Transcribe the data that follows. Match it character for character.

▶ DATA
==*==
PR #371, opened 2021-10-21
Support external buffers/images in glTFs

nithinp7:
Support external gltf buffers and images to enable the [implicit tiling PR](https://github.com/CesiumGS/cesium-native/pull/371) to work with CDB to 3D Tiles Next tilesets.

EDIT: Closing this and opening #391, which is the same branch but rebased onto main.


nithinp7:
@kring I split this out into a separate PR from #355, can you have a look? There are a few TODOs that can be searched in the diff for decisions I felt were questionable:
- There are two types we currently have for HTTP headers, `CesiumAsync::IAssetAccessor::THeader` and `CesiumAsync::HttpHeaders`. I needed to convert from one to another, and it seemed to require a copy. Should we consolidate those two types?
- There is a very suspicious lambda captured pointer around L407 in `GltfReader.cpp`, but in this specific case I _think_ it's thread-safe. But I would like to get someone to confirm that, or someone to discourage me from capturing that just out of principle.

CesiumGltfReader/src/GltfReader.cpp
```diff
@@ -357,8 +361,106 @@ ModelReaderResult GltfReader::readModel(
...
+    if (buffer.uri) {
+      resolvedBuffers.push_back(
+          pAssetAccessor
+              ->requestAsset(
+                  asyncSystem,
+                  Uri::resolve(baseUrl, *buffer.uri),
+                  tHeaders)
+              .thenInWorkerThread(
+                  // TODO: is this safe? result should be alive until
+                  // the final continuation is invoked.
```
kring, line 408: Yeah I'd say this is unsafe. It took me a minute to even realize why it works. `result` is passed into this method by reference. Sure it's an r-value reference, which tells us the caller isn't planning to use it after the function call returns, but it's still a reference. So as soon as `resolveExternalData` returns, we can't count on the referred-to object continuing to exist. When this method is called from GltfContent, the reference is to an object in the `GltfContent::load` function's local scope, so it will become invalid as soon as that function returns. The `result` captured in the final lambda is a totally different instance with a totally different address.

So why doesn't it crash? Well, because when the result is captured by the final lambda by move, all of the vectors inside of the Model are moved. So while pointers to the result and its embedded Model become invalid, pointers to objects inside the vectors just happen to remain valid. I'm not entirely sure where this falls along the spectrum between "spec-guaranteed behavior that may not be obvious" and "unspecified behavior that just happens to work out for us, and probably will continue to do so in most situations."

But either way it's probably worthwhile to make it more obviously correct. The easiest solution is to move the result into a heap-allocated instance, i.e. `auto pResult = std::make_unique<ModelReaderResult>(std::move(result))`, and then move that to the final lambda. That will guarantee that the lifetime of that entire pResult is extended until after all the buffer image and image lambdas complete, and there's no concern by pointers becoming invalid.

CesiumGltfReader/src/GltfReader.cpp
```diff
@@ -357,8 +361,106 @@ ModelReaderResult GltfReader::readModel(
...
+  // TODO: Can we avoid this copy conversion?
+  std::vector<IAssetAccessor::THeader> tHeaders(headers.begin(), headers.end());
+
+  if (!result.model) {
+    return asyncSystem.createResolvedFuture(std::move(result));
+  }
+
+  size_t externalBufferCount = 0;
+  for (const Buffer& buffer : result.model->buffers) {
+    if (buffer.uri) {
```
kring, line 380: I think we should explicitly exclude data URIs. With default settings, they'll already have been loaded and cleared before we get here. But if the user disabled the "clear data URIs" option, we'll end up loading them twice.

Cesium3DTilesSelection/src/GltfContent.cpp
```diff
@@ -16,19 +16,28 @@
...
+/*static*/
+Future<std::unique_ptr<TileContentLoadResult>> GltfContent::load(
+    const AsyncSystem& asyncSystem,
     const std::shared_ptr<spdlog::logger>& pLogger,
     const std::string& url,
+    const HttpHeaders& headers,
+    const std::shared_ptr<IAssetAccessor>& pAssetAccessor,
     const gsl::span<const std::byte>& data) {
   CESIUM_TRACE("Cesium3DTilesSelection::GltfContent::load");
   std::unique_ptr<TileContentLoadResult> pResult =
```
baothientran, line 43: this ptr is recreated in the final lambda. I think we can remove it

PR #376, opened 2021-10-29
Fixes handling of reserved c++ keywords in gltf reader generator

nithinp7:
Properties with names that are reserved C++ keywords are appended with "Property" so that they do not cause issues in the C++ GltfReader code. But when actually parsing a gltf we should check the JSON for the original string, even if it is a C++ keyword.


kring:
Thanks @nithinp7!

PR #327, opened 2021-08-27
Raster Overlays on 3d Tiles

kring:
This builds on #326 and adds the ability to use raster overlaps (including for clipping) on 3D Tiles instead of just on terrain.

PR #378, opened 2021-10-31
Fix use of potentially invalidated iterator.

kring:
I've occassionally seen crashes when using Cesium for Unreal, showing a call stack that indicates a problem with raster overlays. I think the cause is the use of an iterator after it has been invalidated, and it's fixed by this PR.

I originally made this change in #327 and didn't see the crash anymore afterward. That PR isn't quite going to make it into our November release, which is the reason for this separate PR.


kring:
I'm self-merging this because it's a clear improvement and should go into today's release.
==*==
▶ COMPLETED TASK
PR #371, opened 2021-10-21
Support external buffers/images in glTFs

nithinp7:
Support external gltf buffers and images to enable the [implicit tiling PR](https://github.com/CesiumGS/cesium-native/pull/371) to work with CDB to 3D Tiles Next tilesets.

EDIT: Closing this and opening #391, which is the same branch but rebased onto main.


nithinp7:
@kring I split this out into a separate PR from #355, can you have a look? There are a few TODOs that can be searched in the diff for decisions I felt were questionable:
- There are two types we currently have for HTTP headers, `CesiumAsync::IAssetAccessor::THeader` and `CesiumAsync::HttpHeaders`. I needed to convert from one to another, and it seemed to require a copy. Should we consolidate those two types?
- There is a very suspicious lambda captured pointer around L407 in `GltfReader.cpp`, but in this specific case I _think_ it's thread-safe. But I would like to get someone to confirm that, or someone to discourage me from capturing that just out of principle.

CesiumGltfReader/src/GltfReader.cpp
```diff
@@ -357,8 +361,106 @@ ModelReaderResult GltfReader::readModel(
...
+    if (buffer.uri) {
+      resolvedBuffers.push_back(
+          pAssetAccessor
+              ->requestAsset(
+                  asyncSystem,
+                  Uri::resolve(baseUrl, *buffer.uri),
+                  tHeaders)
+              .thenInWorkerThread(
+                  // TODO: is this safe? result should be alive until
+                  // the final continuation is invoked.
```
kring, line 408: Yeah I'd say this is unsafe. It took me a minute to even realize why it works. `result` is passed into this method by reference. Sure it's an r-value reference, which tells us the caller isn't planning to use it after the function call returns, but it's still a reference. So as soon as `resolveExternalData` returns, we can't count on the referred-to object continuing to exist. When this method is called from GltfContent, the reference is to an object in the `GltfContent::load` function's local scope, so it will become invalid as soon as that function returns. The `result` captured in the final lambda is a totally different instance with a totally different address.

So why doesn't it crash? Well, because when the result is captured by the final lambda by move, all of the vectors inside of the Model are moved. So while pointers to the result and its embedded Model become invalid, pointers to objects inside the vectors just happen to remain valid. I'm not entirely sure where this falls along the spectrum between "spec-guaranteed behavior that may not be obvious" and "unspecified behavior that just happens to work out for us, and probably will continue to do so in most situations."

But either way it's probably worthwhile to make it more obviously correct. The easiest solution is to move the result into a heap-allocated instance, i.e. `auto pResult = std::make_unique<ModelReaderResult>(std::move(result))`, and then move that to the final lambda. That will guarantee that the lifetime of that entire pResult is extended until after all the buffer image and image lambdas complete, and there's no concern by pointers becoming invalid.

CesiumGltfReader/src/GltfReader.cpp
```diff
@@ -357,8 +361,106 @@ ModelReaderResult GltfReader::readModel(
...
+  // TODO: Can we avoid this copy conversion?
+  std::vector<IAssetAccessor::THeader> tHeaders(headers.begin(), headers.end());
+
+  if (!result.model) {
+    return asyncSystem.createResolvedFuture(std::move(result));
+  }
+
+  size_t externalBufferCount = 0;
+  for (const Buffer& buffer : result.model->buffers) {
+    if (buffer.uri) {
```
kring, line 380: I think we should explicitly exclude data URIs. With default settings, they'll already have been loaded and cleared before we get here. But if the user disabled the "clear data URIs" option, we'll end up loading them twice.

Cesium3DTilesSelection/src/GltfContent.cpp
```diff
@@ -16,19 +16,28 @@
...
+/*static*/
+Future<std::unique_ptr<TileContentLoadResult>> GltfContent::load(
+    const AsyncSystem& asyncSystem,
     const std::shared_ptr<spdlog::logger>& pLogger,
     const std::string& url,
+    const HttpHeaders& headers,
+    const std::shared_ptr<IAssetAccessor>& pAssetAccessor,
     const gsl::span<const std::byte>& data) {
   CESIUM_TRACE("Cesium3DTilesSelection::GltfContent::load");
   std::unique_ptr<TileContentLoadResult> pResult =
```
baothientran, line 43: this ptr is recreated in the final lambda. I think we can remove it

PR #376, opened 2021-10-29
Fixes handling of reserved c++ keywords in gltf reader generator

nithinp7:
Properties with names that are reserved C++ keywords are appended with "Property" so that they do not cause issues in the C++ GltfReader code. But when actually parsing a gltf we should check the JSON for the original string, even if it is a C++ keyword.


kring:
Thanks @nithinp7!

PR #327, opened 2021-08-27
Raster Overlays on 3d Tiles

kring:
This builds on #326 and adds the ability to use raster overlaps (including for clipping) on 3D Tiles instead of just on terrain.

PR #378, opened 2021-10-31
Fix use of potentially invalidated iterator.

kring:
I've occassionally seen crashes when using Cesium for Unreal, showing a call stack that indicates a problem with raster overlays. I think the cause is the use of an iterator after it has been invalidated, and it's fixed by this PR.

I originally made this change in #327 and didn't see the crash anymore afterward. That PR isn't quite going to make it into our November release, which is the reason for this separate PR.


kring:
I'm self-merging this because it's a clear improvement and should go into today's release.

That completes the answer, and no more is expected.